There is a growing number of commercial raw foods are available: Oma's Pride, Home Made 4 Life, and Pat McKay to name a few. These foods are good, but costly. When you average the $1.00 to $1.25 per pound with the $0.35 per pound for the necks, my diet costs about $0.80 per pound plus supplement.

In order to get a little carbohydrate into their diet, I microwave a bowl of quick oatmeal every morning and mix a dollop in with about 3 oz of raw food (1/6 container.) I also supplement with a good multi vitamin/mineral like Vertex, some brewers yeast, and 5 cc Linitone (or generic fatty acid oil).

This may sound complicated, but it only takes a few minutes to feed six Westies...and they lick the bowls clean in less than half that time.

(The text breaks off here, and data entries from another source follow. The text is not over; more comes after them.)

PR #522, opened 2024-05-17
[Helm} Chart changes to support ArgoCD deployment

### LINKED ISSUE #447: Update Helm Chart to add ArgoCD deployment compatibility
The helm chart must be updated to be deployed with ArgoCD.
ArgoCD uses `helm template` command when deploying, rendering logic, like secret lookup inoperable. If deployed as is with ArgoCD, any existing secret will be overwritten.

i5okie:
- Add support for existing secrets
- Address database storage limitations (https://github.com/bcgov/trust-over-ip-configurations/issues/200)
- Upgrade MongoDB version

Resolves #447


esune (dismissed):
LGTM 👍🏻 

Do we need to update anything [here](https://github.com/bcgov/trust-over-ip-configurations/blob/main/helm-values/vc-authn-oidc/dev.yaml) as well?

i5okie:
> LGTM 👍🏻
> 
> Do we need to update anything [here](https://github.com/bcgov/trust-over-ip-configurations/blob/main/helm-values/vc-authn-oidc/dev.yaml) as well?

Yes, values will need to be updated as well.

esune (approved):
Changes looking good to me. I assume they have been tested throughly already?

loneil:
Think I'm reading the Bitnami chart correctly, this is going to Mongo 7.0.9 right? Just that local docker compose is on `moongo:6.0` so we could update and test that as well

PR #531, opened 2024-05-22
auth_session document clean up

### LINKED ISSUE #424: Consider mongo DB auth_session document clean up
For each presentation request that is created an auth_session document is created in the Mongo store.
As the page is left open, the refresh of expired requests creates a new one each refresh as well.

If a VC Authn instance gets very high usage (or people leave the page open forever) this collection could get large. While Mongo should be able to handle this, we might have concerns about PVC size blowing up keeping all these records around.

Could consider
1. This is not a problem, just let disk space get high (they are small records so it would need lots of usage)
2. Instead of keeping the `expired` proof_status ones around delete them? (might not be accommodated on the frontend...) But then there's still all the `verified` and other status once staying around forever
3. Some cleanup job?

Gavinok:
This pr resolves #424 

This makes use of MongoDB's TTL index which will delete expired entries https://www.mongodb.com/docs/manual/tutorial/expire-data/ . 

In this case we set the TTL based on CONTROLLER_PRESENTATION_EXPIRE_TIME as well as a new CONTROLLER_PRESENTATION_BUFFER_TIME which is used to ensure that we do not delete an auth session too soon before the UI can update. 

As of now we have a TTL index that will delete expired, failed, and abandoned auth_sessions.

Note that the expireAfterSeconds does guarantee that it will be deleted after that many seconds. Instead that it will not be deleted before the given number of seconds have passed.


oidc-controller/api/db/session.py
```diff
@@ -23,6 +25,17 @@ async def init_db():
     auth_session.create_index([("pres_exch_id", ASCENDING)], unique=True)
     auth_session.create_index([("pyop_auth_code", ASCENDING)], unique=True)
 
+    expire_time: int = settings.CONTROLLER_PRESENTATION_EXPIRE_TIME + settings.CONTROLLER_PRESENTATION_BUFFER_TIME
+
+    for k, v in [("expired_ttl", AuthSessionState.EXPIRED),
+                 ("failed_ttl", AuthSessionState.FAILED),
+                 ("abandoned_ttl", AuthSessionState.ABANDONED)]:
```
esune, line 32: Is there a way we could provide this in a configuration file so that behaviour could be customized per-deployment? In that case, how would we ensure that indexes that have been removed from the config are removed from the mongodb TTL settings as well?

esune (commented):
I like the approach, this reduces the amount of code we need to maintain to handle this by quite a bit 👍🏻 

The question I have is on whether this can be configured rather than hard-coded.

oidc-controller/api/db/session.py
Gavinok: Likely yes. Let me look through the documentation on mongoDB's JS interface

Gavinok: I guess you probably mean a dedicated config file. That is also possible (and probably preferable)

Gavinok: I have moved this to a json config file

oidc-controller/api/authSessions/sessiontimeout.json
```diff
@@ -0,0 +1,5 @@
+{
+	"expired": 10,
+	"failed": 10,
+	"abandoned": 10
+}
```
loneil, line 5: Do these get overridden by environment variables or helm values?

They love it.

The literature always talks about an "adjustment" period when switching to raw food during which the stool gets runny and gooie. I've never encountered this, even when I'd put a rescue dog on the diet cold turkey. I think the reason is that before starting the raw diet I feed the dog (and me)  live culture yogurt like Stonyfield Farm plain whole milk yogurt. This gets the intestinal track full of the good Lactobacillus acidophilus bacteria. I never had a problem with food poisoning; dogs have very high acid stomachs and short intestinal tracts that aren't troubled by the typical "bugs".

So, net,net; 3hours, every couple months to make the prepared food. When I buy the necks I seal them one layer thick in large freezer bags. This way I can take a bag out of the freezer, "snap" off the number of necks I need, and put the rest back in the freezer; no need to thaw a lot at a time. Being almost individual, they thaw quickly in warm water. Adding the supplements to the prepared food only takes a few seconds, the dogs wolf down the prepared food in the morning and the necks at night in seconds.

PS If you encounter any stool problems; either too soft or too hard, canned pumpkin is the universal antidote. It stiffens soft stool and softens hard stool. "How do it work"?